Bearer-token clients use fetch-based SSE so the Authorization header is sent with stream requests. Cookie-authenticated browser clients use EventSource when no custom headers are configured.

SSE subscription URLs accept an afterSequence cursor. Clients should persist the highest processed sequence, resume with afterSequence after reconnect or process restart, and close subscriptions when the workspace/session/channel binding is no longer active.

import {
  createHttpSseCloudTransportAdapter,
  isCloudTransportError,
} from '@open-cowork/cloud-client'

const subscription = client.subscribeSessionEvents('session-id', {
  afterSequence: lastSeenSequence,
  onEvent(event) {
    lastSeenSequence = Math.max(lastSeenSequence, event.sequence)
  },
  onError(error) {
    if (isCloudTransportError(error) && error.kind === 'unauthorized') {
      requestReauth()
    }
  },
})

subscription.close()

Reconnect and backoff policy belong to the caller because Desktop, Web, and Gateway have different UI and delivery semantics.

Error Taxonomy

The client exports CloudTransportError, CloudTransportErrorKind, and isCloudTransportError.

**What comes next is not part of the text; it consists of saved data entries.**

PR #4845, opened 2023-02-01
`[API]` Update to use hosted policies, lambda layer, new integ-tests

charlesg3:
### Description of changes
* In latest version of ParallelCluster the policies have been factored out to live on their own, this PR updates the API stack to leverage these policies as a nested sub-stack.
- Update integration tests to match new artifacts

### Tests
- 

### Checklist


api/docker/awslambda/Dockerfile
demartinofra, line 1: Shall we keep publishing the pcluster docker image. It might still be useful to some use cases (e.g. run CLI in a docker container or deploy API outside of Lambda) and the entire CI/CD is already pretty much automated?

api/infrastructure/parallelcluster-api.yaml
```diff
@@ -259,23 +262,61 @@ Resources:
...
-              - [!Select [2, !Split ['/', !Ref EcrImage]], !Select [3, !Split ['/', !Ref EcrImage]]]
+        - Key: 'parallelcluster:resource'
+          Value: api
+        - Key: 'parallelcluster:version'
+          Value: !FindInMap [ParallelCluster, Constants, Version]
+      Runtime: python3.9
+      Handler: index.handler
+      Layers:
+        - !Ref PclusterLayer
+      Code:
```
demartinofra, line 288: what is the reason why we can't simply use the existing entrypoint rather then inlining it here? is it a limitation of using layers?

api/docker/awslambda/Dockerfile
eantonin: I agree with Francesco, we should leave this part for the moment.
Deleting will mean also fixing various CI/CD parts, and we should not work on this now

api/infrastructure/deploy-api.sh
```diff
@@ -90,53 +66,29 @@ case $key in
...
-
-echo "Building docker image"
-"${SCRIPT_DIR}/../docker/awslambda/docker-build.sh"
-
-echo "Pushing docker image to ${ECR_ENDPOINT}/${ECR_REPO}"
-aws ecr get-login-password | docker login --username AWS --password-stdin "${ECR_ENDPOINT}"
-docker tag pcluster-lambda:latest "${ECR_ENDPOINT}/${ECR_REPO}:latest"
-docker push "${ECR_ENDPOINT}/${ECR_REPO}:latest"
+POLICIES_S3_URI="s3://${S3_BUCKET}/stacks/parallelcluster-policies.yaml"
+POLICIES_TEMPLATE_URI="http://${S3_BUCKET}.s3.${AWS_DEFAULT_REGION}.amazonaws.com/stacks/parallelcluster-policies.yaml"
```
eantonin, line 77: question, non-blocking, I do not get why do you need both lines here

api/infrastructure/deploy-api.sh
```diff
@@ -90,53 +66,29 @@ case $key in
...
     --s3-bucket "${S3_BUCKET}" \
     --s3-prefix "api/" \
-    --parameter-overrides ApiDefinitionS3Uri="${S3_UPLOAD_URI}" "${OVERRIDE_IMAGE_URI_PRM}"="${ECR_ENDPOINT}/${ECR_REPO}:latest" \
+    --parameter-overrides ApiDefinitionS3Uri="${S3_UPLOAD_URI}" \
+                          PoliciesTemplateUri="${POLICIES_TEMPLATE_URI}" \
                           EnableIamAdminAccess="${ENABLE_IAM_ADMIN}" CreateApiUserRole="${CREATE_API_USER}" \
-                          ImageBuilderVpcId="${IMAGE_BUILDER_VPC_ID}" \
-                          ImageBuilderSubnetId="${IMAGE_BUILDER_SUBNET_ID}" \
     --capabilities CAPABILITY_NAMED_IAM
-
```
eantonin, line 134: question, non-blocking, should we add the layer to the lambda too?

tests/integration-tests/README.md
```diff
@@ -42,7 +42,7 @@ usage: test_runner.py [-h] --key-name KEY_NAME --key-path KEY_PATH [-n PARALLELI
                       [--custom-cookbook-url CUSTOM_COOKBOOK_URL] [--createami-custom-cookbook-url CREATEAMI_CUSTOM_COOKBOOK_URL] [--createami-custom-node-url CREATEAMI_CUSTOM_NODE_URL] [--custom-awsbatchcli-url CUSTOM_AWSBATCHCLI_URL]
                       [--pre-install PRE_INSTALL] [--post-install POST_INSTALL] [--instance-types-data INSTANCE_TYPES_DATA] [--custom-ami CUSTOM_AMI] [--pcluster-git-ref PCLUSTER_GIT_REF] [--cookbook-git-ref COOKBOOK_GIT_REF]
                       [--node-git-ref NODE_GIT_REF] [--ami-owner AMI_OWNER] [--benchmarks] [--benchmarks-target-capacity BENCHMARKS_TARGET_CAPACITY] [--benchmarks-max-time BENCHMARKS_MAX_TIME]
-                      [--api-definition-s3-uri API_DEFINITION_S3_URI] [--api-infrastructure-s3-uri API_INFRASTRUCTURE_S3_URI] [--public-ecr-image-uri PUBLIC_ECR_IMAGE_URI] [--api-uri API_URI] [--vpc-stack VPC_STACK] [--cluster CLUSTER]
```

Clients should branch on typed fields instead of parsing strings.

Kind Meaning
unauthorized HTTP 401, expired or missing auth
forbidden HTTP 403, membership or policy denial
payment_required HTTP 402, subscription or entitlement gate
not_found HTTP 404
conflict HTTP 409, stale projection or command conflict
rate_limited HTTP 429, retryAfter may be set
server HTTP 5xx
http Other non-2xx HTTP status
timeout Client request timeout
abort Caller cancellation
parse Invalid JSON response or SSE payload
sse EventSource/fetch-SSE startup or stream failure
network Fetch/network failure before an HTTP response
request Invalid client request construction

Release Checklist

  • Build shared first: pnpm --filter @open-cowork/shared build.
  • Build the client package: pnpm --filter @open-cowork/cloud-client build.
  • Run transport and package-boundary tests.
  • Confirm package exports only the documented entry points.
  • Update README and this page when auth, timeout, SSE, or error behavior changes.
  • Keep examples free of private deployment URLs, org ids, tokens, provider keys, and project-specific values.
  • Pre-1.0 typed breaks must be called out in release notes. Do not add publishConfig, mark the package publishable, or present it as a standalone published SDK until package publication, versioning, provenance, and support ownership are explicit.